BEGIN RECORDED DATA
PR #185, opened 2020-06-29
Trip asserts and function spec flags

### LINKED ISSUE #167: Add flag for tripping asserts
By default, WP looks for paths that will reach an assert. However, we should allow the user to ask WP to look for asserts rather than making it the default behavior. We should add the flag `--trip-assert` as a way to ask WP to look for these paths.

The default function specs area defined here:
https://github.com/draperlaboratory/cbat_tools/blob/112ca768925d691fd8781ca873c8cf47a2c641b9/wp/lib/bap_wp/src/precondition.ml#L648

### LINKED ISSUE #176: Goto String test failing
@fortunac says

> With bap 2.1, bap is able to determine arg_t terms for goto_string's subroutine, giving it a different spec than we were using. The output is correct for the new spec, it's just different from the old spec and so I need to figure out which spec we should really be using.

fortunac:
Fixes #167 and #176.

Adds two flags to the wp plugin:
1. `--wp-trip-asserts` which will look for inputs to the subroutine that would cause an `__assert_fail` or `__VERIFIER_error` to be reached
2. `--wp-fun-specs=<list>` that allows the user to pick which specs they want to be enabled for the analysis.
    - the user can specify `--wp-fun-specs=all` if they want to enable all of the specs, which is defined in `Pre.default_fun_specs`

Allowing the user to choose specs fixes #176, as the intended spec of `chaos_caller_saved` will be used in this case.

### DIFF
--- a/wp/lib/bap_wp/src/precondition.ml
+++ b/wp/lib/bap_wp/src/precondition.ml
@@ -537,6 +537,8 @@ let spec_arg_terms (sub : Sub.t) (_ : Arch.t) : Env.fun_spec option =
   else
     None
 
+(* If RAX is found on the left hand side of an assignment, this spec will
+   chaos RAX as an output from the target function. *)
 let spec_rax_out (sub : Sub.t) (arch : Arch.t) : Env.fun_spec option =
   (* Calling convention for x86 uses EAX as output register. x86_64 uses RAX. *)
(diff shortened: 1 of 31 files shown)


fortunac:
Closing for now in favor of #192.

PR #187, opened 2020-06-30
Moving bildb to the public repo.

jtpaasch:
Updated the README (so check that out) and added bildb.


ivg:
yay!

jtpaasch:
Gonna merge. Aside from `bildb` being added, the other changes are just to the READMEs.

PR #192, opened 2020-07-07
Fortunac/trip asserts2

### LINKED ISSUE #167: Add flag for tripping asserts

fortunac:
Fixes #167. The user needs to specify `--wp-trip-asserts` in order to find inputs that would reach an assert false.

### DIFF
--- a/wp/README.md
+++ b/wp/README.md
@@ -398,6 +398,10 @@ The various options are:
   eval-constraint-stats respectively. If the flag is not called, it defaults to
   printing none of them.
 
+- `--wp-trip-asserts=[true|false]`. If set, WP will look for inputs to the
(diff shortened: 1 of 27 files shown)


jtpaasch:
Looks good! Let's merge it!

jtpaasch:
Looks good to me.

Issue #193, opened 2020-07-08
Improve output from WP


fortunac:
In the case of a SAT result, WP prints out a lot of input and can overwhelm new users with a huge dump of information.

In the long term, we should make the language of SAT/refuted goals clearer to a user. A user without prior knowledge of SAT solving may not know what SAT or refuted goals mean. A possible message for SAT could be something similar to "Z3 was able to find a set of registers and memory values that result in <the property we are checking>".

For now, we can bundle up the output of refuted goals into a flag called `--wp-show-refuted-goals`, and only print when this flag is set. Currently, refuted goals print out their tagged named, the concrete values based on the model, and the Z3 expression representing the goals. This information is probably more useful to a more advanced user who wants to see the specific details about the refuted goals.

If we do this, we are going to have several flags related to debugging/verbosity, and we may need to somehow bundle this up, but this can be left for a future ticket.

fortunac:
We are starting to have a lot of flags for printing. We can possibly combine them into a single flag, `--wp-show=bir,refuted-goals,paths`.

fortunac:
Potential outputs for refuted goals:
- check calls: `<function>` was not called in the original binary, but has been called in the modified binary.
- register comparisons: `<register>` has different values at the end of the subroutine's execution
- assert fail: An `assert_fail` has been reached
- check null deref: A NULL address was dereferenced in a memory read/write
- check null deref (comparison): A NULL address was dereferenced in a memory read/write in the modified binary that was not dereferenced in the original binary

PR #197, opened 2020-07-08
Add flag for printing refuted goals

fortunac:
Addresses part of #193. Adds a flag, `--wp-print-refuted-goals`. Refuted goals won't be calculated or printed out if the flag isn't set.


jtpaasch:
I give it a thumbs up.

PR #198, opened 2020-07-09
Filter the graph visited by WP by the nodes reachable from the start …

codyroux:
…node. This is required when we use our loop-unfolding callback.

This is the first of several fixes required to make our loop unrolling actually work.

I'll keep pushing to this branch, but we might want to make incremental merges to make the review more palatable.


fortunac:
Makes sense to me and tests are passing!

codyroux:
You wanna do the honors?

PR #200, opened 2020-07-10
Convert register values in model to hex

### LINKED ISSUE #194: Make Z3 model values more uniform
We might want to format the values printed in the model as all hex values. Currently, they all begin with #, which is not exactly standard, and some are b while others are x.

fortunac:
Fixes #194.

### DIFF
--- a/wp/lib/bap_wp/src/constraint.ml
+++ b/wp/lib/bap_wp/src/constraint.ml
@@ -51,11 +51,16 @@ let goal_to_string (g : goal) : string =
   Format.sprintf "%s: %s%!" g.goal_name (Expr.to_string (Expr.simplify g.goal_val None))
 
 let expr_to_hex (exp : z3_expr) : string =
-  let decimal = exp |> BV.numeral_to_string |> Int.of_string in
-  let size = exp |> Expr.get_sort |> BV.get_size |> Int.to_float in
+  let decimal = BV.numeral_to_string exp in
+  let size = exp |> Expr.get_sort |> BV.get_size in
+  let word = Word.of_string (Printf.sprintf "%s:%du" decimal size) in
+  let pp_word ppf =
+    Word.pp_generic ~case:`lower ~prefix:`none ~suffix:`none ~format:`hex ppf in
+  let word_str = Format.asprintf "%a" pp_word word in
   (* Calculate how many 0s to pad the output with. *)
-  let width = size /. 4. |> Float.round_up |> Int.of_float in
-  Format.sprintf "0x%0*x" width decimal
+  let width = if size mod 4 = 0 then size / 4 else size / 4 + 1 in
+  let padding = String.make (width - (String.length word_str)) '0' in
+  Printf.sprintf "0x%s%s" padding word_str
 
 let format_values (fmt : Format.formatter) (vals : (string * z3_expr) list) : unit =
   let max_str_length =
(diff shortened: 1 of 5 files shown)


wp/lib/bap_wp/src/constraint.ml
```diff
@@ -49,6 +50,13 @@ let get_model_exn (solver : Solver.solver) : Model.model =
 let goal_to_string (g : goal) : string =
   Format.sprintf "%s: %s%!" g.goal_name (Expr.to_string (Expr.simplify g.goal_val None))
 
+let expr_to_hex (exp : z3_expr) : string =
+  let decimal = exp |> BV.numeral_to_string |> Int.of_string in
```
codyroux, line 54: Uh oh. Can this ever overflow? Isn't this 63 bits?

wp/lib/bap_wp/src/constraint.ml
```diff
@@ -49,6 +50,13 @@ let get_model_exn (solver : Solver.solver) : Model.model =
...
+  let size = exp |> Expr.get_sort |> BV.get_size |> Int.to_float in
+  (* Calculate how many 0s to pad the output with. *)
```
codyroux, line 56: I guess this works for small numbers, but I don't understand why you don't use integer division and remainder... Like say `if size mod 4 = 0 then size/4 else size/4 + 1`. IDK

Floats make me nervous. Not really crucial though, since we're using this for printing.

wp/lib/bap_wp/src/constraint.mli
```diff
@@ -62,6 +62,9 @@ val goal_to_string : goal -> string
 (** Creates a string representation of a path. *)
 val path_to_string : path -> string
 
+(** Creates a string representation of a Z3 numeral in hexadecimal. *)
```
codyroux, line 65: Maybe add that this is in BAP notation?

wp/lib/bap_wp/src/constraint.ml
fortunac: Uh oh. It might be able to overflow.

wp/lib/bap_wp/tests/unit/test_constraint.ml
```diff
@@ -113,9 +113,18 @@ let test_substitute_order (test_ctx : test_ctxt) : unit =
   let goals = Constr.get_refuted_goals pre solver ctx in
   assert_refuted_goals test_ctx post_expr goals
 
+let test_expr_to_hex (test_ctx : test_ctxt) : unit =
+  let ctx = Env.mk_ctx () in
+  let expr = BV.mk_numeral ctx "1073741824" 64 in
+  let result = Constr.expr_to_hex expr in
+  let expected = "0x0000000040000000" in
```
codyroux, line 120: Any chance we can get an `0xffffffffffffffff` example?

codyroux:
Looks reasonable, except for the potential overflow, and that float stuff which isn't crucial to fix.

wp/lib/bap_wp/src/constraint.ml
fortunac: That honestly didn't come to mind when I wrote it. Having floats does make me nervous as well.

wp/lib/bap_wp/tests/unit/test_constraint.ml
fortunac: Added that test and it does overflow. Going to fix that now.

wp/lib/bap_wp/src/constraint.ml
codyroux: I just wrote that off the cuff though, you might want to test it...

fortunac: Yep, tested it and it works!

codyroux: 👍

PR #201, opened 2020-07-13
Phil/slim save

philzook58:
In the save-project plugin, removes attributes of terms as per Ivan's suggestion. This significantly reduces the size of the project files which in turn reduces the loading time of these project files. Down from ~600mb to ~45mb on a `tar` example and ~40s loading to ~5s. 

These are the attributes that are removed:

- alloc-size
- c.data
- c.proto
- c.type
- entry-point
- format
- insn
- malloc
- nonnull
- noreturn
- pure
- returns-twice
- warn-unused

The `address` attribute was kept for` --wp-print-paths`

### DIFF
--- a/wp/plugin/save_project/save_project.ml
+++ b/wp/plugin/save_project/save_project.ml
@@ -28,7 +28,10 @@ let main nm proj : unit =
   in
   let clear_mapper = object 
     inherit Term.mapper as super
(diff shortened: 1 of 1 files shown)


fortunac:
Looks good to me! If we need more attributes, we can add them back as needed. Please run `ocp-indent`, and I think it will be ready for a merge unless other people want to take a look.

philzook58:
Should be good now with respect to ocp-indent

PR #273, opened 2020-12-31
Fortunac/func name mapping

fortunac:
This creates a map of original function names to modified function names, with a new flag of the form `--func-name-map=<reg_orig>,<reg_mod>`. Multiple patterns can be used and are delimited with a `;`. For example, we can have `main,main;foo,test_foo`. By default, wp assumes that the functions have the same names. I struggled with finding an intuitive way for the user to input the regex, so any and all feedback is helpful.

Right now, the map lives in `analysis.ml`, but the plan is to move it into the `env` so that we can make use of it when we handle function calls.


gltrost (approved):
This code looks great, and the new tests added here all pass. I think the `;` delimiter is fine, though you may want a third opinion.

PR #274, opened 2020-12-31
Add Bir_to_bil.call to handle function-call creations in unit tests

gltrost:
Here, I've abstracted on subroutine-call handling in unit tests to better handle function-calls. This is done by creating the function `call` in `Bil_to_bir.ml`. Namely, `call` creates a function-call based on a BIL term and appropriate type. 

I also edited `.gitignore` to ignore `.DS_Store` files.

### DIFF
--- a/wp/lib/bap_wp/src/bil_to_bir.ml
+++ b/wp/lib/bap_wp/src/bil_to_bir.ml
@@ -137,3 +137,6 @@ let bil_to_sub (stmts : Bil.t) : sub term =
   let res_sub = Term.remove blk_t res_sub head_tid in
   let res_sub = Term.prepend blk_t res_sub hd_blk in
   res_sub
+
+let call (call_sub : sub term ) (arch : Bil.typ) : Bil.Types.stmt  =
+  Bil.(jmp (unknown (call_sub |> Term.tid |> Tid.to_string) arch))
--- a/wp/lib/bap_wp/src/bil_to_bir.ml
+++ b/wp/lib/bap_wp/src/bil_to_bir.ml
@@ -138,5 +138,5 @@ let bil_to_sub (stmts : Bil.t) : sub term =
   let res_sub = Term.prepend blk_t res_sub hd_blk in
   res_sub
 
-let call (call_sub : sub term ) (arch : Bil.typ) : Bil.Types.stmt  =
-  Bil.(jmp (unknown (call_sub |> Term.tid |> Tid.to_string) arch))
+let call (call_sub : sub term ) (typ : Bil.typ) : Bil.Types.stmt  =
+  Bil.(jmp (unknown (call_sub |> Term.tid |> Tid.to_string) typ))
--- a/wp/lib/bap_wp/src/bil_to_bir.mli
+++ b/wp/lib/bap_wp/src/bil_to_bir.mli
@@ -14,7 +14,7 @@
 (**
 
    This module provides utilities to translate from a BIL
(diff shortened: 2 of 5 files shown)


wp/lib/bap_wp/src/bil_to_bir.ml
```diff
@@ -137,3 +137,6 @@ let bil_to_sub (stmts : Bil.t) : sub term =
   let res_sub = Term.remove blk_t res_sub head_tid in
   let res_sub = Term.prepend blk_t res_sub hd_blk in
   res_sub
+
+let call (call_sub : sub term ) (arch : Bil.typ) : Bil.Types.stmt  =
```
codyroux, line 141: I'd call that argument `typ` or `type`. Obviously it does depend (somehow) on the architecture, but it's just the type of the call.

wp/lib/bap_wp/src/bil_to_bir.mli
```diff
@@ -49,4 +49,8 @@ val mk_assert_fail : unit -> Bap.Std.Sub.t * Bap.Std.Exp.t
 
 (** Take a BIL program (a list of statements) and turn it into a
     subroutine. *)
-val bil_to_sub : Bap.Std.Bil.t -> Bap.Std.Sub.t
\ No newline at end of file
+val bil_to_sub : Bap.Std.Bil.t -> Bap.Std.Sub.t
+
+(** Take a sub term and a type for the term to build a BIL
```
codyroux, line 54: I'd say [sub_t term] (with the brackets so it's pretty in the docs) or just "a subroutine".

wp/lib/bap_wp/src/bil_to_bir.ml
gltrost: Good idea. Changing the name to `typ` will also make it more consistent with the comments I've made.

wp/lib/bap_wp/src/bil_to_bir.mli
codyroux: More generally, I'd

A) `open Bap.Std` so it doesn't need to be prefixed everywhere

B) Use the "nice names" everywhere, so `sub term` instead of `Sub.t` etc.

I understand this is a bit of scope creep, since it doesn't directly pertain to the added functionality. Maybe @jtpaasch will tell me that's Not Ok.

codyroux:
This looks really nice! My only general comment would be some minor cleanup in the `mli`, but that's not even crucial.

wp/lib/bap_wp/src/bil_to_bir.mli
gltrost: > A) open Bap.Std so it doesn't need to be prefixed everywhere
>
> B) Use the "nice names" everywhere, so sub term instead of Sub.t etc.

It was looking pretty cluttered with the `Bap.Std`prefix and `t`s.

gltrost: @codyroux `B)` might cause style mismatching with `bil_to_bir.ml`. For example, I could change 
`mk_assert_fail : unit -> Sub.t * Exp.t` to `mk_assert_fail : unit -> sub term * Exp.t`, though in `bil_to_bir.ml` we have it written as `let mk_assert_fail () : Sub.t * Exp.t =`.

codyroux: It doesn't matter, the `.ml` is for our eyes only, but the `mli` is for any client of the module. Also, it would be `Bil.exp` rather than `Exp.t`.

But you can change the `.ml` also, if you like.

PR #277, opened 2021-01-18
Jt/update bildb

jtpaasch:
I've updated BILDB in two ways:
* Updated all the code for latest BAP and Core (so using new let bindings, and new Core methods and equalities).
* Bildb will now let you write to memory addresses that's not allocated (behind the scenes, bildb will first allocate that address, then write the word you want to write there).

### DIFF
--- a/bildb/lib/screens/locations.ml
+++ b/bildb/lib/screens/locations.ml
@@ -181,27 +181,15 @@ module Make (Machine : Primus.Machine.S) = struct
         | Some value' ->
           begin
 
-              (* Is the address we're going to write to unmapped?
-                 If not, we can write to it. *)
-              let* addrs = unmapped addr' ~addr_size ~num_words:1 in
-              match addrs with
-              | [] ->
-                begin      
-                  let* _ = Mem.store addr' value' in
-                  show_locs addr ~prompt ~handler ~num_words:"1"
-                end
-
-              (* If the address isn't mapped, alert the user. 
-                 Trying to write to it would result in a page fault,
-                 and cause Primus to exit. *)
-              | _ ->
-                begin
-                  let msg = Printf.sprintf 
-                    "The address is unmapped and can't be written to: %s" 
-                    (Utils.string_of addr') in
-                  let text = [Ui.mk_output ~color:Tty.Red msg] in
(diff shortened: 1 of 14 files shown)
END RECORDED DATA
**TASK:** Once you have checked every line of the material above, return the ones that hold the string "from".

**ANSWER TO THE PROBLEM:**
> With bap 2.1, bap is able to determine arg_t terms for goto_string's subroutine, giving it a different spec than we were using. The output is correct for the new spec, it's just different from the old spec and so I need to figure out which spec we should really be using.
+   chaos RAX as an output from the target function. *)
Gonna merge. Aside from `bildb` being added, the other changes are just to the READMEs.
Improve output from WP
Filter the graph visited by WP by the nodes reachable from the start …
In the save-project plugin, removes attributes of terms as per Ivan's suggestion. This significantly reduces the size of the project files which in turn reduces the loading time of these project files. Down from ~600mb to ~45mb on a `tar` example and ~40s loading to ~5s. 
    This module provides utilities to translate from a BIL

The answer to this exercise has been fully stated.